I can't find the article at the moment but a Farkers (I forget who) cousin tried that when the police came to his door without a warrant. They executed him in his hallway.
 
2014-03-13 02:49:25 PM
Evil won.

They're laughing, cheering and celebrating.

But post Die Hard film screenshots from 20 years ago if it makes you feel like better.
 
2014-03-13 02:49:34 PM

AverageAmericanGuy: My understanding is that the police in America can do anything they want and resisting them is illegal. The only recourse you have is to sue them after the fact.


What makes you think you can sue them?
 
2014-03-13 02:52:49 PM
journalbd.com
I'd examine her diplomatic pouch
 
2014-03-13 02:55:58 PM

nmrsnr: liam76: nmrsnr: Police can't do whatever they want, and you are legally allowed to stop them from doing anything outside the scope of their authority

No you aren't.

If they come to your door and say "Police, let us in" you are legally allowed to say "not without a warrant" and refuse to open the door for them. That is legally stopping them from doing something outside the scope of their authority. I never said you can physically restrain them if they do enter, or open fire on them if they refuse to leave.


Oooh shifting goal-posts. Haven't seen that in a while on fark.
 
2014-03-13 02:56:19 PM

nmrsnr: AverageAmericanGuy: My understanding is that the police in America can do anything they want and resisting them is illegal. The only recourse you have is to sue them after the fact.

This is just plain false. Why do people conflate capability with authority? It's like saying "my understanding is that in America people can break into your house, beat you up, and steal your stuff. The only recourse you have is to press charges against them afterwards."

Police can't do whatever they want, and you are legally allowed to stop them from doing anything outside the scope of their authority.


Indiana Supreme Court ruled otherwise a couple years ago. Citizens have no valid way to refuse illegal orders from LEOs there, the only remedy is a lawsuit after the fact.

This was because someone assaulted someone else, it was reported, the person who reported it then refused to cooperate with police and the homeowner refused to let cops in to find the assaulter. The police went in anyway and arrested the guy. The homeowner was also arrested, even though she was in the right to refuse entry under Indiana law since nobody would identify the assailant to the cops on the scene and what was told to dispatchers didn't provide reason to search without a warrant.

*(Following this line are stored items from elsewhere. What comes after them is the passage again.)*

PR #290, opened 2020-09-01
Drop references to older/Java EE versions of the schema from the spec

lukasj:
With relaxed overall backwards compatibility related requirements of Jakarta EE 9, I'd like to remove explicit requirements wrt supporting older/Java EE schemas defined in the persistence spec

PR #291, opened 2020-09-07
replace java persistence with jakarta persistence

lukasj:
update spec changelog
drop old schemas from the jar

Signed-off-by: Lukas Jungmann <lukas.jungmann@oracle.com>


dmatej:
Deleted XSD files?

m0mus (approved):
LGTM

lukasj:
@dmatej Yes. The spec itself now refers to 2.2 and 3.0 (to match EE 8 and 9), so these are kept, older ones are available online and vendors are free to ship them in the implementations. Or do you prefer to keep them in the repo but not in the 3.0.0 jar file?

dmatej:
Not sure in this case, I'm only worried if it would not break some backward compatibility so people would have troubles with upgrades. Online access is impossible on some closed environments without access to the internet and I'm not sure if all vendors include all these files (also I still remember issues with JPA 1?/2? when we had api from EclipseLink and another from Hibernate ... with differences). On application servers it is usually not a problem, but ... world still uses really old things.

Supreme Court ruled in favor of the police saying that illegal or unconstitutional orders had to be followed at the time given and nobody has the legal right to refuse to cooperate. If they do they can be arrested for obstruction and at that point lose their right to Sue.
 
2014-03-13 02:56:42 PM

jaytkay: [journalbd.com image 520x315]
I'd examine her diplomatic pouch


My eyes would be watering from the curry. You can have that little slice of evil.
 
2014-03-13 03:00:48 PM

All2morrowsparTs: durbnpoisn: Pfft...  The whole diplomatic immunity thing is stupid.  If you do something that is illegal, you should be held accountable for it.

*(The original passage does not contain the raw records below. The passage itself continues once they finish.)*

Issue #102, opened 2015-02-28
Add datetime functions


lukasj:
There is currently no way to extract parts of a datetime attribute in a standardized way. Hibernate, EclipseLink and DataNucleus have support for that. I propose to add the functions:

*   YEAR
*   MONTH
*   DAY
*   HOUR
*   MINUTE
*   SECOND

m-reza-rahman:
Is this really needed any more with the Java SE date time API? If not, this should probably be closed to reduce clutter.

Reza Rahman
Jakarta EE Ambassador, Author, Blogger, Speaker

Please note views expressed here are my own as an individual community member and do not reflect the views of my employer.

AleksNo:
Hi, 

those functions would be still really nice because they would be usable in the having-clause for filtering data. Currently you have to use native SQL or CriteriaBuilder#function (i guess there is also a JPQL equivalent for this) to do such things, AFAIK. But in both cases you use vendor specific database functions.

Cheers

beikov:
It sure is needed for various queries, but I think it might be more appropriate to standardize the `EXTRACT` function like in the SQL standard.

gavinking:
> It sure is needed for various queries, but I think it might be more appropriate to standardize the `EXTRACT` function like in the SQL standard.

Exactly.

lukasj:
`EXTRACT` sounds good to me. Is anyone willing to take ownership of this to make sure we get this into 3.1?

gavinking:
Well, I was planing on writing up a proposal for addition of a number of functions to JPAQL, `extract()` being just one of them. (This was an issue I looked at quite deeply about a year or so ago.)

So I was going to write that up and propose it in an issue this weekend. So assuming we can reach agreement on the precise list functions that we want to add, I'm very happy to write that up and send a PR to the spec.

gavinking:
(FTR, `extract()` is probably the most complex of the functions I would like to see added, since different databases support a rather diverse variety of field types. So perhaps that's something that should still be discussed separately here.)

beikov:
>the precise list functions that we want to add

I guess there are a few that are interesting, but maybe we should split this effort into separate issues so that we can merge certain efforts earlier if we reach agreement on parts?

Regarding temporal functions, I would love to see the following:

* Functions or operator support for arithmetic on temporal and interval/duration types `extract(seconds from ts1 - ts2)` or `ts1 + interval '1 hour'`
[...]

PR #314, opened 2021-05-03
specify JPAQL EXTRACT function

gavinking:
Proposal for addition of `EXTRACT()` to JPAQL.

I made the following choices, which should be reviewed:

- I defined `EXTRACT` as a (new) keyword for consistency with how other function names are defined. (I don't like that the JPA spec treats function names as keywords, FTR.)
- But I defined the field types as *identifiers*, because I didn't want to add lots of new keywords, and because I wanted to make it easy to extend this list in either (a) future spec revisions, and (b) vendor extensions to the spec.
- (For now) I included only the field types `YEAR`, `QUARTER`, `MONTH`, `WEEK`, `DAY`, `HOUR`, `MINUTE`, `SECOND`, `DATE`, `TIME`. 
 
Note that our product&mdash;and some databases&mdash;support more field types than these, but I've limited the functionality to the field types that are easiest to implement.

Thoughts, please?

See #102.

### DIFF
--- a/spec/src/main/asciidoc/ch04-query-language.adoc
+++ b/spec/src/main/asciidoc/ch04-query-language.adoc
@@ -320,9 +320,9 @@ CHAR_LENGTH, CHARACTER_LENGTH, POSITION, and UNKNOWN are not currently
 used: they are reserved for future use.],
 BOTH, BY, CASE, CHAR_LENGTH, CHARACTER_LENGTH, CLASS, COALESCE, CONCAT,
 COUNT, CURRENT_DATE, CURRENT_TIME, CURRENT_TIMESTAMP, DELETE, DESC,
-DISTINCT, ELSE, EMPTY, END, ENTRY, ESCAPE, EXISTS, FALSE, FETCH, FROM,
-FUNCTION, GROUP, HAVING, IN, INDEX, INNER, IS, JOIN, KEY, LEADING, LEFT,
-LENGTH, LIKE, LOCATE, LOWER, MAX, MEMBER, MIN, MOD, NEW, NOT, NULL,
+DISTINCT, ELSE, EMPTY, END, ENTRY, ESCAPE, EXISTS, EXTRACT, FALSE, FETCH,
+FROM, FUNCTION, GROUP, HAVING, IN, INDEX, INNER, IS, JOIN, KEY, LEADING,
+LEFT, LENGTH, LIKE, LOCATE, LOWER, MAX, MEMBER, MIN, MOD, NEW, NOT, NULL,
 NULLIF, OBJECT, OF, ON, OR, ORDER, OUTER, POSITION, SELECT, SET, SIZE,
 SOME, SQRT, SUBSTRING, SUM, THEN, TRAILING, TREAT, TRIM, TRUE, TYPE,
 UNKNOWN, UPDATE, UPPER, VALUE, WHEN, WHERE.
@@ -1694,7 +1694,8 @@ functions_returning_numerics ::=
     SQRT(arithmetic_expression) |
     MOD(arithmetic_expression, arithmetic_expression) |
     SIZE(collection_valued_path_expression) |
-    INDEX(identification_variable)
+    INDEX(identification_variable) |
+    extract_datetime_field
 ----
 
 The ABS function takes a numeric argument and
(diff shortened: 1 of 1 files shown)


gavinking:
Oh, I realized there's an issue I missed. We need to define that `EXTRACT(DATE...)` and `EXTRACT(TIME...)` return `LocalDate` and `LocalTime` (rather than `javax.sql` types) when they occur in the `select` clause.

Need to dig a little and consider what's the best way to do this.

gavinking:
> Need to dig a little and consider what's the best way to do this.

Well, where precisely does the spec say that `CURRENT_DATE` is a `java.sql.Date` and not a `LocalDate`. I'm not immediately seeing it.

gavinking:
> Well, where precisely does the spec say that `CURRENT_DATE` is a `java.sql.Date` and not a `LocalDate`. I'm not immediately seeing it.

It seems to me that the spec actually leaves this undefined. Ooops!

Or perhaps I'm missing something?

beikov:
How about at least standardizing the field names and semantics of `day of year` etc. but state in the spec that the support is optional? If EclipseLink manages to also support these optional field types, we can re-evaluate in the next revision of the spec whether this should stay optional. Other than that, I like the change, although I would also like to see the "result type" of `extract(date from ..)` and `extract(time from ..)` being specified.

Not sure if this should be done as part of this PR, but the JPA Criteria API should also be updated to incorporate this functionality.

gavinking:
> How about at least standardizing the field names and semantics of `day of year` etc. but state in the spec that the support is optional? 

I'm not a huge fan of optional features in a spec, but I'm curious to hear what others think.

> Not sure if this should be done as part of this PR, but the JPA Criteria API should also be updated to incorporate this functionality.

Good point. This should certainly be added to the criteria API, but I would prefer to get feedback on this much of the change first.

lukasj:
> I'm not a huge fan of optional features in a spec, but I'm curious to hear what others think.

Neither am I. IMO optional stuff should be limited to bare minimum - what's the point of having functionality nobody implements? On the contrary, it makes sense to make "deprecated" or "to-be-removed" functionality optional before actually removing it.

>  If EclipseLink manages to also support these optional field types

this should no longer be criteria for inclusion of new features in the spec. The thing is that at the time of the spec release, there must be "some" - can be eclipselink, hibernate, other-awesome-impl - implementation available to be used for spec ratification. At the platform level, at least one compatible implementation supporting _all_ optional features must be available - I'm not 100% sure this criteria applies also to particular specs but I wouldn't be surprised if it does.

In any case - it would be nice to be able to use at least 2 different implementations for the spec ratification process this time.

I'm more worried about TCKs - it is very unlikely someone will write them for us...

> I would prefer to get feedback on this much of the change first.

Isn't there an inconsistency between `WEEK` and `YEAR`? The former is tight to ISO-8601 while the other does not seem to be - is that intentional? Other than that it looks good to me.

gavinking:
> The thing is that at the time of the spec release, there must be "some" - can be eclipselink, hibernate, other-awesome-impl - implementation available to be used for spec ratification.

Oh! I did not know about that!

Even so, I would prefer to be sure that other implementors are going to be happy to implement a feature before throwing it into the spec. (Or, at very least, give them a decent opportunity to object.)

We don't want to discourage people from implementing JPA.

> In any case - it would be nice to be able to use at least 2 different implementations for the spec ratification process this time.

Yes.

> I'm more worried about TCKs - it is very unlikely someone will write them for us...

If it's not too hard to write a TCK test (I've never looked) we can contribute tests too. But I don't know how that would work if the RI doesn't yet implement the feature.

> Isn't there an inconsistency between `WEEK` and `YEAR`? 

I will double-check. (I imagine it's intentional.)

beikov:
>Neither am I. IMO optional stuff should be limited to bare minimum - what's the point of having functionality nobody implements? On the contrary, it makes sense to make "deprecated" or "to-be-removed" functionality optional before actually removing it.

Well, Hibernate already implements this. I was thinking that it might be a good idea to mark some field types as optional first to give EclipseLink some time to work on this, but if we all agree that all field types make sense there is no need for making anything optional since Hibernate could be the implementation for ratification.

Tomas-Kraus:
I'll implement some TCK test based on this PR grammar definition to see whether both Hibernate and Eclipselink are OK. :)

Tomas-Kraus:
What exactly do you mean by the `For the following field type identifiers, EXTRACT returns an integer
value` sentence? Integer as common Number that can hold the value or exactly Integer/int type?

Current specification will work well with anything from Short to Long.
But it may not be sufficient in the future.  For example PostgreSQL EXTRACT supports EPOCH - https://www.postgresql.org/docs/8.1/functions-datetime.html - which requires Long type.

Current Eclipselink returns EXTRACT result as Long instance. What other JPA implementations do?

I used following code in TCK:
```
  public void testExtractDateYear() throws Fault {
    try {
      TypedQuery<Number> q1 = getEntityManager().createQuery("SELECT EXTRACT(YEAR FROM d.id) FROM DataTypes2 d WHERE d.id = :id", Number.class);
      q1.setParameter("id", t4Date());
      long y = q1.getSingleResult().longValue();
      System.out.println("DATETIME -- YEAR: " + y);
      if (y != TD4_YEAR) {
        throw new Fault("EXTRACT(YEAR FROM date) returned wrong value: expeted " + TD4_YEAR + " but got " + y);
      }
    } catch (Exception ex) {
      throw new Fault(ex);
    }
  }
```
so it will accept any Number value and evaluate it as long. But it would be nice to know exact return type specification here.

beikov:
So from the PostgreSQL documentation it follows that on SQL level we will have to assume that this returns a `numeric`. I guess only `second` and `epoch` can return a actual decimal number though which is why we should probably map these to `BigDecimal` by default, but the other fields should IMO map to `BigInteger` to preserve precision. Maybe we can have some exceptions like for `quarter` etc. where the value space is known, but you get the point. As long as we don't lose precision, I'm fine with any mapping.

Tomas-Kraus:
I don't like BigInteger/BigDecimal because of poor performance compared to smaller number types. Long shall be large enough for almost everything. Seconds (miliseconds, microseconds, ...) may require BigDecimal in some cases, but Long/Float may be good enough in many use-cases.
Old epoch / unixtime is just number of seconds so Long is OK. But there are implementations with miliseconds precission. But they still fit into Long.
Maybe Number interface is good enough as a return type and we can let implementations to choose what's best for them.

lukasj (approved):
I believe this is good enough and since I've seen no complains against this, I'll merge this. Further corrections can be made in subsequent PRs if needed.

spec/src/main/asciidoc/ch04-query-language.adoc
```diff
@@ -1735,11 +1736,62 @@ AND INDEX(w) = 0
...
+For the following field type identifiers, EXTRACT returns an integer
+value:
+
+- YEAR means the calendar year.
+- QUARTER means the calendar quarter, numbered from 1 to 4.
+- WEEK means the ISO-8601 week number.
+- DAY means the calendar day of the month, numbered from 1.
+- HOUR means the hour of the day in 24-hour time, numbered from 0 to 23.
+- MINUTE means the minute of the hour, numbered from 0 to 59.
+- SECOND means the second of the minute, numbered from 0 to 59.
```
gavinking, line 1770: Ugh, @lukasj I screwed up here. 

Actually I think it's much better if `SECOND`, unlike the other fields, includes the fractional part. So it's a floating point value, not an integer. (Databases are pretty inconsistent here, but this interpretation _can_ be implemented portably.)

I have nothing more intelligent to add.

It is meant to protect diplomats from trumped up charges and avoid international incidents.

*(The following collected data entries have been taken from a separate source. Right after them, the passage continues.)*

Issue #152, opened 2017-07-14
Native support for UUID class


lukasj:
It would be really great if `UUID` would be a valid type for (at least PK) attributes. Certainly it can be provided by an application using an adapter class, but in the context of massively distributed environments it seems to be a `common` need of all cloud applications.

mkarg:
@mkarg I was the original reporter.

sebersole:
Ideally we'd allow the user some way to specify the database storage for these.  Maybe even a limited set like is done for enums.  The ability to specify the JDBC type code (and let the provider figure it out) would be good also

rbygrave:
In terms of how UUID is stored [VARCHAR, BINARY, NATIVE + an optimised option] a point I'd like to add is that this storage choice is more per persistence context / database than per entity.  That is, it is more usual/expected that all UUID for Postgres are stored natively vs all UUID with Oracle stored as BINARY etc.

That is, I'm not sure we need the storage type on the `@UUID` [noting that from an Ebean perpective we'd say we do not need `@UUID` at all - it is more provider side configuration of how the Java UUID type is stored/mapped as a database column.   

I'm not sure I've explained that well but the short version is I don't think we need `@UUID( Types.VARCHAR )` for a specific entity property (but instead this is more a global provider config/type mapping).

sebersole:
Just like with `@GeneratedValue#strategy` or `@Enumerated#value` there will be a default/auto choice which will in fact do exactly what you suggest.  

However, just because something is "more usual/expected" does not mean that is how everyone uses these things.  I could make the same argument for example wrt id-generators.  I could say that it is "more usual/expected" when running on Oracle to use a sequence; but not everyone does that for every id.

And that last bit ("for every id") is important - I might generally want to store UUID as a PGSQL UUID but for a particular attribute store it as a VARCHAR.  That's not completely unreasonable.  So you'd need a way to indicate, for this one attribute, use a different strategy

rbygrave:
>  for a particular attribute store it as a VARCHAR. That's not completely unreasonable.

Yes, fair point.  I think this case is currently covered by either using a "custom named generator" via `GeneratedValue.generator` or a `@Column` mapping?  Perhaps I am missing something?  Not as elegant/nice/explicit as a `@UUID(Types.VARCHAR)`.

sebersole:
[...]

Issue #151, opened 2017-07-14
GenerationType.UUID


lukasj:
Modern applications more and more are using _replication_ technologies, inducing the problem of _global_ ID generation.

These systems tend to abstain from _central_ ID algorithms like `TABLE` or `SEQUENCE`, but instead of _UUIDs_ as PKs. The benefit is clear: The JVM of the client can produce a UUID super fast even if the network is down, and no PK clash will ever occur.

I think it would be really great particularly for cloud applications if a new `GenerationType.UUID` would instruct persistence providers to e. g. simply call JRE's `UUID.randomUUID()` method and prevent *any* network roundtrips (or providers could decide to ask for UUID from server or JDBC driver by SQL).

This is feasible and very easy to add to EclipseLink.

mkarg:
@mkarg I was the original reporter.

gavinking:
I think it's worth doing this and #152. In Hibernate this looks like:

```java
@Id
@GeneratedValue
UUID id;
```

And from the discussion above it looks like other products also already support it.

@lukasj Would you like me to write this up for the spec?

PR #319, opened 2021-05-05
spec UUID support

gavinking:
Draft support for `UUID`.

See #151 and #152.

Thoughts?

### DIFF
--- a/api/src/main/java/jakarta/persistence/GenerationType.java
+++ b/api/src/main/java/jakarta/persistence/GenerationType.java
@@ -42,7 +42,14 @@ public enum GenerationType {
      * Indicates that the persistence provider must assign 
      * primary keys for the entity using a database identity column.
      */
-    IDENTITY, 
+    IDENTITY,
+
+    /**
+     * Indicates that the persistence provider must assign
+     * primary keys for the entity by generating an RFC 4122
+     * Universally Unique IDentifier.
+     */
+    UUID,
 
     /**
      * Indicates that the persistence provider should pick an 
--- a/spec/src/main/asciidoc/ch02-entities.adoc
+++ b/spec/src/main/asciidoc/ch02-entities.adoc
@@ -160,19 +160,19 @@ accessor methods. However, portable applications must not override the
 object/relational mapping metadata that applies to the persistent fields
 or properties of entity superclasses.
 
-The persistent fields or properties of an
-entity may be of the following types: Java primitive types,
-_java.lang.String_, other Java serializable types (including wrappers
-of the primitive types, _java.math.BigInteger_, _java.math.BigDecimal_
-, _java.util.Date_, _java.util.Calendarfootnote:[Note that an instance
-of Calendar must be fully initialized for the type that it is mapped to.]_,
+The persistent fields or properties of an entity may be of the following
+types: Java primitive types, _java.lang.String_, other Java serializable
+types (including wrappers of the primitive types, _java.math.BigInteger_,
+_java.math.BigDecimal_, _java.util.UUID_, _java.util.Date_,
+_java.util.Calendarfootnote:[Note that an instance of Calendar must be
+fully initialized for the type that it is mapped to.]_,
 _java.sql.Date_, _java.sql.Time_, _java.sql.Timestamp_, _byte[]_,
 _Byte[]_, _char[]_, _Character[]_, _java.time.LocalDate_,
 _java.time.LocalTime_, _java.time.LocalDateTime_,
-_java.time.OffsetTime_, _java.time.OffsetDateTime_, and user-defined
-types that implement the _Serializable_ interface _)_; enums; entity
-types; collections of entity types; embeddable classes (see <<a487>>); collections of
-basic and embeddable types (see <<a494>>).
+_java.time.OffsetTime_, _java.time.OffsetDateTime_,
+and user-defined types that implement the _Serializable_ interface _)_;
+enums; entity types; collections of entity types; embeddable classes
+(see <<a487>>); collections of basic and embeddable types (see <<a494>>).
 
 Object/relational mapping metadata may be
 specified to customize the object/relational mapping and the loading and
@@ -397,9 +397,9 @@ arise when mapping from legacy databases when the database key is
 comprised of several columns. The _EmbeddedId_ or _IdClass_ annotation
 is used to denote a composite primary key. See <<a14687>> and <<a14836>>.
 
-A simple primary key or a field or property
-of a composite primary key should be one of the following types: any
-Java primitive type; any primitive wrapper type; _java.lang.String_;
+A simple primary key or a field or property of a composite primary key
+should be one of the following types: any Java primitive type;
+any primitive wrapper type; _java.lang.String_; _java.util.UUID_;
 _java.util.Date_; _java.sql.Date_; _java.math.BigDecimal_;
 _java.math.BigInteger_.footnote:[In general, however,
 approximate numeric types (e.g., floating point types) should never be
@@ -1259,11 +1259,11 @@ are applied in order:
 the _Embeddable_ annotation, it is mapped in the same way as if the
 field or property were annotated with the _Embedded_ annotation. See
 <<a14634>> and <<a14672>>.
-* If the type of the field or property is one
-of the following, it is mapped in the same way as it would if it were
-annotated as _Basic_: Java primitive types, wrappers of the primitive
-types, _java.lang.String_, _java.math.BigInteger_,
-_java.math.BigDecimal_, _java.util.Date_, _java.util.Calendar_,
+* If the type of the field or property is one of the following, it is
+mapped in the same way as it would if it were annotated as _Basic_:
+Java primitive types, wrappers of the primitive types,
+_java.lang.String_, _java.math.BigInteger_, _java.math.BigDecimal_,
+_java.util.UUID_, _java.util.Date_, _java.util.Calendar_,
 _java.sql.Date_, _java.sql.Time_, _java.sql.Timestamp_,
 _java.time.LocalDate_, _java.time.LocalTime_,
 _java.time.LocalDateTime_, _java.time.OffsetTime_,
--- a/spec/src/main/asciidoc/ch11-metadata-for-or-mapping.adoc
+++ b/spec/src/main/asciidoc/ch11-metadata-for-or-mapping.adoc
@@ -534,12 +534,12 @@ of mapping to a database column. The _Basic_ annotation can be applied
 to a persistent property or instance variable of any of the following
 types: Java primitive types, wrappers of the primitive types,
 _java.lang.String_, _java.math.BigInteger_, _java.math.BigDecimal_,
-_java.util.Date_, _java.util.Calendar_, _java.sql.Date_,
-_java.sql.Time_, _java.sql.Timestamp_, _java.time.LocalDate_,
-_java.time.LocalTime_, _java.time.LocalDateTime_,
-_java.time.OffsetTime_, _java.time.OffsetDateTime_, _byte[]_,
-_Byte[]_, _char[]_, _Character[]_, enums, and any other type that
-implements _Serializable_.footnote:[Mapping of
+_java.util.UUID_, _java.util.Date_, _java.util.Calendar_,
+_java.sql.Date_, _java.sql.Time_, _java.sql.Timestamp_,
+_java.time.LocalDate_, _java.time.LocalTime_, _java.time.LocalDateTime_,
+_java.time.OffsetTime_, _java.time.OffsetDateTime_,
+_byte[]_, _Byte[]_, _char[]_, _Character[]_, enums, and any other type
+that implements _Serializable_.footnote:[Mapping of
 java.time.LocalDate, java.time.LocalTime, java.time.LocalDateTime,
 java.time.OffsetTime, and java.time.OffsetDateTime types to columns
 other than those supported by the mappings defined by Appendix B of the
@@ -1825,7 +1825,7 @@ defined by the _GenerationType_ enum:
 
 [source,java]
 ----
-public enum GenerationType { TABLE, SEQUENCE, IDENTITY, AUTO };
+public enum GenerationType { TABLE, SEQUENCE, IDENTITY, UUID, AUTO };
 ----
 
 The _TABLE_ generator type value indicates
@@ -1840,13 +1840,17 @@ and IDENTITY are not portable across all databases.]
 The further specification of table generators
 and sequence generators is described in <<a16164>> and <<a16256>>.
 
+The _UUID_ value indicates that the persistence provider should
+assign an RFC 4122 Universally Unique IDentifier.
+
 The _AUTO_ value indicates that the
 persistence provider should pick an appropriate strategy for the
 particular database. The _AUTO_ generation strategy may expect a
 database resource to exist, or it may attempt to create one. A vendor
 may provide documentation on how to create such resources in the event
 that it does not support schema generation or cannot create the schema
-resource at runtime.
+resource at runtime. In the case of a field or property of type
+_java.util.UUID_, the _AUTO_ strategy is equivalent to _UUID_.
 
 This specification does not define the exact
 behavior of these strategies.
@@ -1907,11 +1911,10 @@ The _Id_ annotation specifies the primary key
 property or field of an entity. The _Id_ annotation may be applied in an
 entity or mapped superclass.
 
-The field or property to which the _Id_
-annotation is applied should be one of the following types: any Java
-primitive type; any primitive wrapper type; _java.lang.String_;
-_java.util.Date_; _java.sql.Date_; _java.math.BigDecimal_;
-_java.math.BigInteger_footnote:[Primary keys using
+The field or property to which the _Id_ annotation is applied should be
+one of the following types: any Java primitive type; any primitive wrapper
+type; _java.lang.String_; _java.util.UUID_; _java.util.Date_; _java.sql.Date_;
+_java.math.BigDecimal_; _java.math.BigInteger_footnote:[Primary keys using
 types other than these will not be portable. In general, floating point
 types should never be used in primary keys.]. See <<a132>>.
 
--- a/spec/src/main/asciidoc/ch11-metadata-for-or-mapping.adoc
+++ b/spec/src/main/asciidoc/ch11-metadata-for-or-mapping.adoc
@@ -617,6 +617,11 @@ protected String name;
 protected String getName() { return name; }
 ----
 
+If the persistence provider stores a value of type _java.util.UUID_ in
+a column of type _VARCHAR_ or equivalent, the value must be stored in
+its canonical representation, unless the application explicitly indicates
+that some other representation is preferred.
+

^THIS^ It is easy to hear about the abuses, but imagine being a US diplomat in some foreign hellhole (and don't say we don't need diplomats there as these are often where we need them the most) you sure want diplomatic immunity against the whims of the local dictator
 
2014-03-13 03:00:56 PM
I honestly dont know why this was even an issue.
The worker was not an US citizen. Why in the world would we expect an Indian citizen to pay another Indian citizen US wages just because they are in the US working as an agent of their government.
Stupid. The cost of labor is so cheap over there the person was probably happy to have a freaking job.